Work to be completed:
What you return should be each line of the data containing the string "going".

Collected data
-- Opening Marker --

Issue #3896, opened 2022-01-13
Support Iceberg branching for all the snapshot producer operations


jackye1995:
With the introduction of branching, we can produce snapshots to a specific branch like the following:

```java
table.newAppend()
    .appendFile(someFile)
    .branch("some_branch")
    .commit();
```

flyrain:
I guess people can use branches for testing some things without impact the trunk. The trunk should still be there for any read in that case. Would you mind share any solid use cases? Like in which scenario this would be pretty useful?

jackye1995:
> I guess people can use branches for testing new changes without impact the trunk
yes that is one primary use case. Another one is for a separated branch that maintains a historical snapshot. A compacted version could be updated to the branch for optimized read performance.

flyrain:
Do you mean "a compact version could be updated to the **trunk** for optimized read"? Make sense to me.

RussellSpitzer:
Are we going to allow merging a branch back into the main line? I was thinking about this for transaction support.

flyrain:
IIRC, we got a discussion on this, the verdict is not to support merging a branch into the trunk.

amogh-jahagirdar:
There is also some more clarity with what it could look like based on the discussion in https://github.com/apache/iceberg/pull/3883 (in particular https://github.com/apache/iceberg/pull/3883#discussion_r795274832). @jackye1995 I am happy to take this issue if possible!

namratha2403:
@jackye1995 @amogh-jahagirdar I have been working working on the above issue and have a raised a PR for same. Any comments or suggestions appreciated. PR is:  https://github.com/apache/iceberg/pull/4926

syun64:
Hi folks, I see this PR was merged to enable support for writing to branches with table identifiers in Spark 3.3. https://github.com/apache/iceberg/pull/6965

Do we need to go through a separate effort to backport it to Spark 3.2, and is it possible to backport to 3.2? (Are there any Spark features that are only available in 3.3 that's required for introducing custom table identifiers?)

PR #4926, opened 2022-06-01
Core, API: Performing operations on a snapshot branch ref

namrathamyske:
This PR is related to the open issue https://github.com/apache/iceberg/issues/3896 to perform table operations on a branch ref. Right now throws UnsupportedOperationException. In laters PR's will include implementation for each operation.


amogh-jahagirdar (changes requested):
Thanks so much for contributing this!

core/src/test/java/org/apache/iceberg/TestFastAppend.java
```diff
@@ -478,4 +478,27 @@ public void testIncludedPartitionSummaryLimit() {
...
+            .commit();
+
+    table.newFastAppend()
+            .appendFile(FILE_B)
+            .commit();
+
+    table.manageSnapshots().createBranch("branch",table.currentSnapshot().snapshotId());
+
+    table.newFastAppend()
+            .appendFile(FILE_A)
```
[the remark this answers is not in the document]
namratha2403: yes , thats right.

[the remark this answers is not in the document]
namratha2403: Should i remove this test for now? I would need a way to test the refs from table.

namratha2403:
@jackye1995 @rdblue any review comments to this ?

core/src/test/java/org/apache/iceberg/TestFastAppend.java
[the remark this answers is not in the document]
amogh-jahagirdar: For getting the refs one way is to check the underlying metadata. table.ops().current().ref(ref) and then check if the snapshot id is expected. But imo I think it's worth waiting for the proper table APIs.

amogh-jahagirdar:
Also a more fundamental thing:

In apply https://github.com/apache/iceberg/blob/master/core/src/main/java/org/apache/iceberg/SnapshotProducer.java#L170

the current snapshot should be the tip of the branch if a branch is set, or the latest snapshot if it's main. We can do that by getting the ref and then the snapshot.

amogh-jahagirdar (changes requested):
There is a more fundamental issue here for keeping the snapshot lineage correct. The parent of the new snapshot being produced needs to be set to the tip of the branch.

In apply https://github.com/apache/iceberg/blob/master/core/src/main/java/org/apache/iceberg/SnapshotProducer.java#L170

the current snapshot should be the tip of the branch if a branch is set, or the latest snapshot if it's main. We can do that by getting the branch and then the snapshot id for that. Then the new base snapshot produced will have the parent id we expect (the parent id of the tip of the branch). Then the commit logic can be kept as is.

api/src/main/java/org/apache/iceberg/SnapshotUpdate.java
```diff
@@ -60,4 +60,9 @@
    * @return this for method chaining
    */
   ThisT scanManifestsWith(ExecutorService executorService);
+
+  /**
+   * Perform operations a particular branch
```
rdblue, line 65: This needs a `@param` to document branch. I think we also need to specify behavior:
* What happens if the branch does not exist? I think we would create one from the `main` branch.
* How does this change validation? What if the validation's from snapshot is not an ancestor of the branch?

api/src/main/java/org/apache/iceberg/SnapshotUpdate.java
```diff
@@ -60,4 +60,9 @@
...
+   */
+  ThisT branch(String branch);
```
rdblue, line 67: I think we need to add another word to make it clear what is happening here, like `toBranch` or `forBranch`. Just branch isn't obvious when you're reading it:

```java
table.newOverwrite()
    .overwriteByRowFilter(filter)
    .addFile(one)
    .addFile(two)
    .toBranch(b)
    .commit()
```

core/src/main/java/org/apache/iceberg/SnapshotProducer.java
```diff
@@ -298,11 +306,11 @@ public void commit() {
             TableMetadata.Builder update = TableMetadata.buildFrom(base);
             if (base.snapshot(newSnapshot.snapshotId()) != null) {
               // this is a rollback operation
-              update.setBranchSnapshot(newSnapshot.snapshotId(), SnapshotRef.MAIN_BRANCH);
+              update.setBranchSnapshot(newSnapshot.snapshotId(), branch);
             } else if (stageOnly) {
               update.addSnapshot(newSnapshot);
             } else {
-              update.setBranchSnapshot(newSnapshot, SnapshotRef.MAIN_BRANCH);
+              update.setBranchSnapshot(newSnapshot.snapshotId(), branch);
```
rdblue, line 313: I think this correctly writes to the branch, but I think we also need to check validations. That probably means copying _all_ the tests for every table operation and running them to make sure they work when writing to a branch.

core/src/test/java/org/apache/iceberg/TestFastAppend.java
```diff
@@ -478,4 +478,26 @@ public void testIncludedPartitionSummaryLimit() {
     String changedPartitions = table.currentSnapshot().summary().get(SnapshotSummary.CHANGED_PARTITION_COUNT_PROP);
     Assert.assertEquals("Should set changed partition count", "2", changedPartitions);
   }
+
+  @Test
+  public void testAppendToBranch() {
```
rdblue, line 483: I think we need more tests for fast append:
* Where no snapshots or branches exist
* Where the named branch does not exist, but main does
* Possibly others?

core/src/main/java/org/apache/iceberg/SnapshotProducer.java
namratha2403: @rdblue I agree with this. Do mean having a method like following in current PR?

`@Override
  public ThisT toBranch(String branch){
    throw new UnsupportedOperationException("Performing operations on a branch is currently not supported");
  }`
  
 And having the following method in next PR?
 
 `  @Override
  public ThisT toBranch(String branch){
    this.branchToUpdate = branch;
    return self();
  }`
  
  That would mean for this PR 

`update.setBranchSnapshot(newSnapshot.snapshotId(), branch);`

is not required ?

namratha2403:
> There is a more fundamental issue here for maintaining the correct snapshot lineage on a branch. The parent of the new snapshot needs to be set to the tip of the branch so that when the operation commits the lineage is correct.
> 
> Also there should be validation that the ref is actually a branch and not a tag since we cannot produce snapshots to a tag.
> 
> In apply https://github.com/apache/iceberg/blob/master/core/src/main/java/org/apache/iceberg/SnapshotProducer.java#L170
> 
> If the branch is main, the parent is the current snapshot
> 
> If the branch is not main, the parent is the tip of the branch which would be retrieved via table.ref(branch).snapshotId().

@amogh-jahagirdar  Not only the parent ID, even the manifests need to merged by taking the parent tip into account. 

Something like:

`@Override
  public List<ManifestFile> apply(TableMetadata base) {
    Snapshot current;
    if(branchToUpdate != null){
      current = base.snapshot(base.ref(branchToUpdate).snapshotId());
    }
    else{
      current = base.currentSnapshot();
      ...........
      ...........
    }`

api/src/main/java/org/apache/iceberg/SnapshotUpdate.java
namratha2403: @rdblue made changes to to parameter to take the type SnapshotRef so that end customer will be passing a valid snapshot ref.

core/src/main/java/org/apache/iceberg/SnapshotProducer.java
namratha2403: Made changes to this, i will be setting branch in next PR.

core/src/test/java/org/apache/iceberg/TestFastAppend.java
namratha2403: Since the signature of the method now changes, the end user is required to pass SnapshotRef, are these checks required?

namratha2403:
@rdblue Any other review comments on this PR or is this good to go ?

core/src/test/java/org/apache/iceberg/TestFastAppend.java
namratha2403: @rdblue Added checks for above

namratha2403:
@rdblue @amogh-jahagirdar I have introduced a method called ToBranch which checks for null branch and valid refs. In the next PR, will add the methods for using the set Branch. let me know if this looks right.

api/src/main/java/org/apache/iceberg/SnapshotUpdate.java
namratha2403: @rdblue  i added a check to check if branch exists. If it does not exist should we create new branch? I was thinking to throw an illegal arg exception.

_How does this change validation? What if the validation's from snapshot is not an ancestor of the branch? - > I did not understand this scenario._

namratha2403:
@jackye1995 Is it possible for you to review this?

cc: @SreeramGarlapati

api/src/main/java/org/apache/iceberg/SnapshotUpdate.java
amogh-jahagirdar: Each child of SnapshotProducer can implement their own validation logic https://github.com/apache/iceberg/blob/master/core/src/main/java/org/apache/iceberg/SnapshotProducer.java#L156

This gets called when trying to apply the operation as part of transaction conflict detection

amogh-jahagirdar:
Replied here https://github.com/apache/iceberg/pull/4926#discussion_r902380766 , but yes as @rdblue pointed out I think we'll need to think of defining conflict detection validation behavior in the presence of branching and tagging (such as the case where validation starts at a snapshot which is not an ancestor of the branch). I'll need to think more on this.

api/src/main/java/org/apache/iceberg/SnapshotUpdate.java
namrathamyske: @amogh-jahagirdar All validations must start from tip of branch, aka the current snapshot in the branch. So all the operations which override the ` protected void validate(TableMetadata currentMetadata) { }` aka - BaseOverwriteFiles, BaseReplacePartitions, BaseRewriteFiles, BaseRowDelta need to reference the current snapshot from the branch tip. 

Is any other validation needed here ?

namrathamyske:
@rdblue @amogh-jahagirdar can someone sign off on this PR so that Implementation for child operations can forward ?

core/src/main/java/org/apache/iceberg/SnapshotProducer.java
```diff
@@ -116,6 +117,38 @@ public ThisT scanManifestsWith(ExecutorService executorService) {
     return self();
   }
 
+  @Override
+  public ThisT toBranch(String branch) {
+    throw new UnsupportedOperationException("Performing operations on a branch is currently not supported");
```
rdblue, line 122: Minor: I think this is a good time to use `this.getClass().getName()` so that it's clear which operation doesn't support committing to a branch.

```java
throw new UnsupportedOperationException(Sting.format(
    "Cannot commit to branch %s: %s does not support branch commits", branch,
    this.getClass().getName());
```

core/src/main/java/org/apache/iceberg/SnapshotProducer.java
```diff
@@ -116,6 +117,38 @@ public ThisT scanManifestsWith(ExecutorService executorService) {
...
+   */
+  protected void setTargetBranch(String branch) {
+    this.targetBranch = branch;
+  }
+
+  /***
+   * A getter for the target branch on which snapshot producer operation should be performed
+   * @return target branch
+   */
+  protected String getTargetBranch() {
```
rdblue, line 148: Iceberg typically does not use `get` in method names because it is useless. Either it should be replaced by a more specific verb or it should be omitted.

core/src/main/java/org/apache/iceberg/SnapshotProducer.java
```diff
@@ -116,6 +117,38 @@ public ThisT scanManifestsWith(ExecutorService executorService) {
...
+
+  /***
+   * Will be used by snapshot producer operations to create a new ref if an invalid branch is passed
+   * @param branch ref name on which operation is to performed
+   */
+  protected void createNewRef(String branch) {
+    SnapshotRef branchRef = SnapshotRef.branchBuilder(this.current().currentSnapshot().snapshotId()).build();
+    TableMetadata.Builder updatedBuilder = TableMetadata.buildFrom(this.current());
+    updatedBuilder.setRef(branch, branchRef);
+    ops.commit(ops.current(), updatedBuilder.build());
```
rdblue, line 133: Committing to a branch while creating it should not commit twice. Instead, the commit should add a snapshot and then create a branch pointing to that snapshot.

core/src/main/java/org/apache/iceberg/SnapshotProducer.java
```diff
@@ -167,8 +200,7 @@ protected void validate(TableMetadata currentMetadata) {
   @Override
   public Snapshot apply() {
     refresh();
-    Long parentSnapshotId = base.currentSnapshot() != null ?
-        base.currentSnapshot().snapshotId() : null;
+    Long parentSnapshotId = base.ref(targetBranch) != null ? base.ref(targetBranch).snapshotId() : null;
```
rdblue, line 203: This should be the existing branch state, the current snapshot (if creating the branch), or null.

core/src/test/java/org/apache/iceberg/TestFastAppend.java
```diff
@@ -478,4 +478,13 @@ public void testIncludedPartitionSummaryLimit() {
     String changedPartitions = table.currentSnapshot().summary().get(SnapshotSummary.CHANGED_PARTITION_COUNT_PROP);
     Assert.assertEquals("Should set changed partition count", "2", changedPartitions);
   }
+
+  @Test(expected = UnsupportedOperationException.class)
```
rdblue, line 482: To test exceptions, we use either `TestHelpers.assertThrows` or `Assertions`. That's important so that you can add assertions about the error message, and so that you can run assertions to validate that state did not change. In this case, the the branch name should not exist and the snapshot list should be the same size.

core/src/test/java/org/apache/iceberg/TestFastAppend.java
```diff
@@ -478,4 +478,13 @@ public void testIncludedPartitionSummaryLimit() {
...
+  public void testAppendToBranch() throws UnsupportedOperationException {
+    table.newFastAppend()
+            .appendFile(FILE_A)
+            .commit();
+    table.manageSnapshots().createBranch("ref", table.currentSnapshot().snapshotId()).commit();
+    table.newFastAppend().appendFile(FILE_B).toBranch("ref").commit();
```
rdblue, line 488: Could this implement branch commits for `FastAppend`? That way we can see one operation that works from end-to-end when reviewing the changes to `SnapshotUpdate`.

core/src/main/java/org/apache/iceberg/SnapshotProducer.java
```diff
@@ -167,8 +200,7 @@ protected void validate(TableMetadata currentMetadata) {
...
     long sequenceNumber = base.nextSequenceNumber();
 
     // run validations from the child operation
```
rdblue, line 206: This needs to pass the parent snapshot ID into `validate` along with table metadata (`base`) so that validations can check changes between the starting snapshot ID and the parent snapshot, rather than between the starting snapshot ID and the current snapshot.

core/src/main/java/org/apache/iceberg/SnapshotProducer.java
rdblue: I see from #5010 that this is used in each child implementation to get the parent snapshot.

I think it would be better for maintainability and future implementations if the `apply` method were passed the parent snapshot.

core/src/main/java/org/apache/iceberg/SnapshotProducer.java
rdblue: Same thing with `apply`.

core/src/main/java/org/apache/iceberg/SnapshotProducer.java
amogh-jahagirdar: Yeah if we're creating a new branch, the transaction needs to encapsulate the branch creation and the producing of the snapshot.

core/src/main/java/org/apache/iceberg/SnapshotProducer.java
```diff
@@ -116,6 +117,38 @@ public ThisT scanManifestsWith(ExecutorService executorService) {
     return self();
   }
 
+  @Override
+  public ThisT toBranch(String branch) {
+    throw new UnsupportedOperationException("Performing operations on a branch is currently not supported");
+  }
+
+  /***
+   * Will be used by snapshot producer operations to create a new ref if an invalid branch is passed
```
amogh-jahagirdar, line 126: Can we also update the comment, instead of "invalid branch" I think it should be "create a new branch if it does not exist"

core/src/main/java/org/apache/iceberg/SnapshotProducer.java
```diff
@@ -116,6 +117,38 @@ public ThisT scanManifestsWith(ExecutorService executorService) {
...
+   * @param branch ref name on which operation is to performed
+   */
+  protected void createNewRef(String branch) {
```
amogh-jahagirdar, line 129: Also this will always be a branch right, so can we call this method, createNewBranch?

core/src/test/java/org/apache/iceberg/TestFastAppend.java
namrathamyske: @rdblue Have written the complete test-case in https://github.com/apache/iceberg/pull/5010.

core/src/main/java/org/apache/iceberg/SnapshotProducer.java
namrathamyske: @rdblue My thought process is to check the whether starting snapshot ID is an ancestor of parent snapshot. If not then throw invalid starting snapshot ID exception. Else we should go ahead with checking between starting snapshot ID  & parent ID.

amogh-jahagirdar:
@namrathamyske Thanks for all the work on this! I've raised a PR https://github.com/namrathamyske/iceberg/pull/1/files to your fork, just addressing some of the comments @rdblue brought up, would love to get your thoughts on it.

amogh-jahagirdar:
Thanks for the review on the PR @namrathamyske.  @rdblue could we get a review on the updated PR when you get a chance?  Thanks!

core/src/test/java/org/apache/iceberg/TestFastAppend.java
```diff
@@ -487,4 +487,54 @@ public void testIncludedPartitionSummaryLimit() {
         table.currentSnapshot().summary().get(SnapshotSummary.CHANGED_PARTITION_COUNT_PROP);
     Assert.assertEquals("Should set changed partition count", "2", changedPartitions);
   }
+
+  @Test
+  public void testAppendToExistingBranch() {
+    table.newFastAppend().appendFile(FILE_A).commit();
+    table.manageSnapshots().createBranch("branch", table.currentSnapshot().snapshotId()).commit();
+    table.newFastAppend().appendFile(FILE_B).toBranch("branch").commit();
```
amogh-jahagirdar, line 495: Just realized I just hardcoded branch throughout the tests, probably cleaner to just define a variable in the tests and use that.

core/src/main/java/org/apache/iceberg/SnapshotProducer.java
```diff
@@ -150,28 +173,37 @@ public ThisT deleteWith(Consumer<String> deleteCallback) {
...
+  protected abstract List<ManifestFile> apply(TableMetadata metadataToUpdate, Snapshot snapshot);
 
   @Override
   public Snapshot apply() {
     refresh();
-    Long parentSnapshotId =
-        base.currentSnapshot() != null ? base.currentSnapshot().snapshotId() : null;
-    long sequenceNumber = base.nextSequenceNumber();
+    Snapshot parentSnapshot = base.currentSnapshot();
+    if (targetBranch != null) {
```
amogh-jahagirdar, line 193: Also considering targetBranch will always be set (we have it default to Main, we don't need this check).

core/src/test/java/org/apache/iceberg/TestOverwrite.java
```diff
@@ -300,4 +300,17 @@ public void testValidatedOverwriteWithAppendSuccess() {
...
+  public void testOverwriteToBranchUnsupported() {
+    AssertHelpers.assertThrows(
+        "Cannot commit to branch someBranch: org.apache.iceberg.BaseOverwriteFiles does not support branch commits",
+        UnsupportedOperationException.class,
+        () ->
+            table
+                .newOverwrite()
+                .overwriteByRowFilter(and(equal("date", "2018-06-09"), lessThan("id", 20)))
+                .addFile(FILE_10_TO_14)
+                .toBranch("someBranch"));
```
amogh-jahagirdar, line 314: I should fix this assertion so it actually checks the expected error message;  I think the assertThrows method with 3 params just surfaces this message in case the test fails, it doesn't actually check the expected error message. Like what's being done in TestReplacePartitions.

core/src/main/java/org/apache/iceberg/SnapshotProducer.java
amogh-jahagirdar: https://github.com/namrathamyske/iceberg/pull/1/files should take care of what @rdblue is talking about here which if I'm not mistaken is more about a cleaner abstraction for applying a change to a specific snapshot, and running a validation to a specific snapshot which will be needed when we implement branch support for the other producers.

core/src/test/java/org/apache/iceberg/TestOverwrite.java
rdblue: This is minor because it is going to be replaced very soon.

rdblue (approved):

core/src/test/java/org/apache/iceberg/TestFastAppend.java
rdblue: I think this is okay.

core/src/main/java/org/apache/iceberg/SnapshotProducer.java
```diff
@@ -181,7 +181,7 @@ protected void validate(TableMetadata currentMetadata, Snapshot snapshot) {}
    * Apply the update's changes to the base table metadata and return the new manifest list.
    *
    * @param metadataToUpdate the base table metadata to apply changes to
-   * @param snapshot
+   * @param snapshot parent snapshot passed to child operations.
```
amogh-jahagirdar, line 184: Ah thanks for adding the commenting.  Just a nit, I think this should say something like "snapshot to apply the changes to". Child operations doesn't make too much sense imo, here we're just saying "Apply the changes to this this metadata and specific snapshot".

api/src/main/java/org/apache/iceberg/SnapshotUpdate.java
```diff
@@ -59,4 +59,11 @@
    * @return this for method chaining
    */
   ThisT scanManifestsWith(ExecutorService executorService);
+
+  /**
+   * Perform operations on a particular branch
+   *
+   * @param branch which is name of SnapshotRef of type branch.
+   */
+  ThisT toBranch(String branch);
```
rdblue, line 68: This needs a default that throws `UnsupportedOperationException`.

core/src/main/java/org/apache/iceberg/SnapshotProducer.java
```diff
@@ -113,6 +114,28 @@ public ThisT scanManifestsWith(ExecutorService executorService) {
     return self();
   }
 
+  @Override
+  public ThisT toBranch(String branch) {
+    throw new UnsupportedOperationException(
+        String.format(
+            "Cannot commit to branch %s: %s does not support branch commits",
+            branch, this.getClass().getName()));
+  }
```
rdblue, line 123: This should be in the interface, not here.

rdblue:
Looks like this is close, but we need to fix the `toBranch` definition and revapi checks.

amogh-jahagirdar:
@namrathamyske raised a PR to your fork to address the revapi and moving the default implementation up to the interface level. https://github.com/namrathamyske/iceberg/pull/3/files

namrathamyske:
@rdblue Merged PR with @amogh-jahagirdar's changes which had changes wrt to review comments.

amogh-jahagirdar:
Thanks @jackye1995 for triggering the approval workflow. @rdblue when you get a chance, let us know how the change looks!

jackye1995 (approved):
also looks good to me!

core/src/main/java/org/apache/iceberg/SnapshotProducer.java
amogh-jahagirdar: good point, fixed

amogh-jahagirdar (approved):
Thanks for the contribution @namrathamyske !

jackye1995:
Looks like we are all in agreement, I will merge this to unblock next step implementations. thanks for the contribution @namrathamyske @amogh-jahagirdar ! and thanks for the review @rdblue !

-- Closing Marker --

Result:
Are we going to allow merging a branch back into the main line? I was thinking about this for transaction support.
rdblue: This is minor because it is going to be replaced very soon.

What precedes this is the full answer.